Begin at the line containing "an earlier design." in the entries below and end at the line containing "without ever forwarding"; transcribe that range exactly and nothing outside it.
┌────────
PR #185, opened 2026-07-13
v1.4.33: Web dashboard API/behavior fixes + diagnostics platform-param feature

### LINKED ISSUE #139: Audit.tsx: "Export JSONL" should respect the active filter and row cap
## Description

The "Export JSONL" button on the security audit-trail viewer always exports the full unfiltered dataset (`data ?? []`, `Audit.tsx:54,67`), ignoring both the active classification filter (`visible`) and the 200-row display cap (`visibleSlice`) — even though it's placed directly next to the filter chips.

## Decision (2026-07-11)

Discussed as part of a `src/web/` dashboard audit follow-up: **export should respect the active filter**, matching what a user standing next to filter chips would reasonably expect ("export what I'm looking at").

## Fix

Change the export call to use `visible` (the filtered array) instead of the raw unfiltered `rows`. Decide separately whether the 200-row display cap should also bound the export, or whether "export everything matching the filter" (unbounded) is the intended behavior — the audit only surfaced the filter-scope question, not the cap question.

## Scope note

Found during a `src/web/` dashboard audit (2026-07-11).

### LINKED ISSUE #140: Sessions.tsx: decide whether filesRead/antiPatterns fields should be built into the UI or removed
## Description

`SessionDetail` declares `filesRead`/`antiPatterns` fields (`Sessions.tsx:75,77`), and both are genuinely populated server-side across all three `/api/sessions/:id` response branches — but neither is ever read in this file's JSX or passed to any child component. Not a false claim (nothing on-screen claims to show either), just latent dead code, most likely left over from an earlier design.

- `filesRead`: populated at `session-store.ts:359`, never rendered anywhere.
- `antiPatterns`: populated in all three response branches (`session-store.ts:376`, `api-handler.ts:1650-1661`, and an honest empty `[]` for the registry-synthesized branch), never read — the anti-pattern banner actually shown in the Replay section comes from the separate `/api/sessions/:id/replay` endpoint instead.

## Decision needed

Discussed as part of a `src/web/` dashboard audit follow-up (2026-07-11): decision deferred. **For now, keep the dead code as-is** — no change until this issue is picked up and a call is made between:
1. Build UI to show them (files read list, inline anti-pattern data on the session detail page), or
2. Delete the dead fields (cheaper, but discards data the backend already computes for free).

## Scope note

Found during a `src/web/` dashboard audit (2026-07-11).

### LINKED ISSUE #157: Dashboard /api/diagnostics never forwards a platform param, so non-Claude-Code users get a false hooks failure
## Summary

The dashboard's `GET /api/diagnostics` endpoint (`src/dashboard/routes/api-handler.ts:1342-1352`) calls `runDiagnostics()` without ever forwarding a `platform` query param. The CLI equivalent, `preflight doctor --platform <name>`, correctly threads a `--platform` option through and gets the right per-platform behavior from `checkHooksWired` (a `warn` with manual-verification guidance for a recognized non-Claude-Code platform, rather than a hard `fail`).

Dashboard users on Kiro, Cursor, Windsurf, or any of the other 8 registered platforms therefore always see the Claude-Code-specific hooks check, which will `fail` with "Settings file not found" (since they don't use `~/.claude/settings.json`) instead of the accurate `warn` the CLI already gives them for the same check.

## Decision

Discussed during the `src/install/` subsystem audit (2026-07-11) — **decided to build this** rather than accept the gap, since the CLI already supports the correct behavior and dashboard users on non-Claude-Code platforms are currently getting a confusing false-failure.

## Suggested fix

Add a platform selector (or auto-detect from session data, if available) to the dashboard's diagnostics view, and thread the selected value through as the `platform` query param on the `/api/diagnostics` request — mirroring the CLI's existing `--platform` option all the way down to the same `runDiagnostics()` call.

## Scope note

chrisdhaan:
## Summary

Three independent fixes:

- Audit view's "Export JSONL" button exported every entry regardless of the active classification filter or the 200-row display cap. Now exports exactly the filtered+capped set shown on screen.
- Sessions view never rendered the `filesRead`/`antiPatterns` fields the backend already computes for each session. Now shows a "Files Read" list (mirroring the existing "Files Modified" pattern) and "Anti-Patterns" pills (reusing the existing `SEGMENT_LABELS` taxonomy/`Pill` styling already used elsewhere in the same file).
- Dashboard's diagnostics panel always assumed Claude Code, so non-Claude-Code users (Cursor, Windsurf, etc.) got a false "Hooks wired: fail". `/api/diagnostics` now forwards the already-detected platform into `runDiagnostics()`, which already knew how to handle it correctly — it just never received the value. Backward compatible: Claude Code's `platformName` is literally `'claude-code'`, the exact string the existing check special-cases, so real Claude Code users see zero behavior change.

Fixes #139. Fixes #140. Fixes #157.

Version bumped to 1.4.33.

## Test plan

- [x] `npm run build && npm test && npm run lint` — build clean, tests 3956/3959 passing
- [x] Manually verified live against an isolated instance: Anti-Patterns pills + Files Read list render correctly, and `/api/diagnostics` correctly reports "not applicable to \"generic-mcp\"" instead of a false hooks-wired failure

### DIFF
--- a/CHANGELOG.md
+++ b/CHANGELOG.md
@@ -5,6 +5,14 @@ All notable changes to this project will be documented in this file.
 The format is based on [Keep a Changelog](https://keepachangelog.com/en/1.1.0/),
 and this project adheres to [Semantic Versioning](https://semver.org/spec/v2.0.0.html).
 
+## [1.4.33] - 2026-07-13
+
+### Fixed
+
└────────
### Exercise solution
`SessionDetail` declares `filesRead`/`antiPatterns` fields (`Sessions.tsx:75,77`), and both are genuinely populated server-side across all three `/api/sessions/:id` response branches — but neither is ever read in this file's JSX or passed to any child component. Not a false claim (nothing on-screen claims to show either), just latent dead code, most likely left over from an earlier design.

- `filesRead`: populated at `session-store.ts:359`, never rendered anywhere.
- `antiPatterns`: populated in all three response branches (`session-store.ts:376`, `api-handler.ts:1650-1661`, and an honest empty `[]` for the registry-synthesized branch), never read — the anti-pattern banner actually shown in the Replay section comes from the separate `/api/sessions/:id/replay` endpoint instead.

## Decision needed

Discussed as part of a `src/web/` dashboard audit follow-up (2026-07-11): decision deferred. **For now, keep the dead code as-is** — no change until this issue is picked up and a call is made between:
1. Build UI to show them (files read list, inline anti-pattern data on the session detail page), or
2. Delete the dead fields (cheaper, but discards data the backend already computes for free).

## Scope note

Found during a `src/web/` dashboard audit (2026-07-11).

### LINKED ISSUE #157: Dashboard /api/diagnostics never forwards a platform param, so non-Claude-Code users get a false hooks failure
## Summary

The dashboard's `GET /api/diagnostics` endpoint (`src/dashboard/routes/api-handler.ts:1342-1352`) calls `runDiagnostics()` without ever forwarding a `platform` query param. The CLI equivalent, `preflight doctor --platform <name>`, correctly threads a `--platform` option through and gets the right per-platform behavior from `checkHooksWired` (a `warn` with manual-verification guidance for a recognized non-Claude-Code platform, rather than a hard `fail`).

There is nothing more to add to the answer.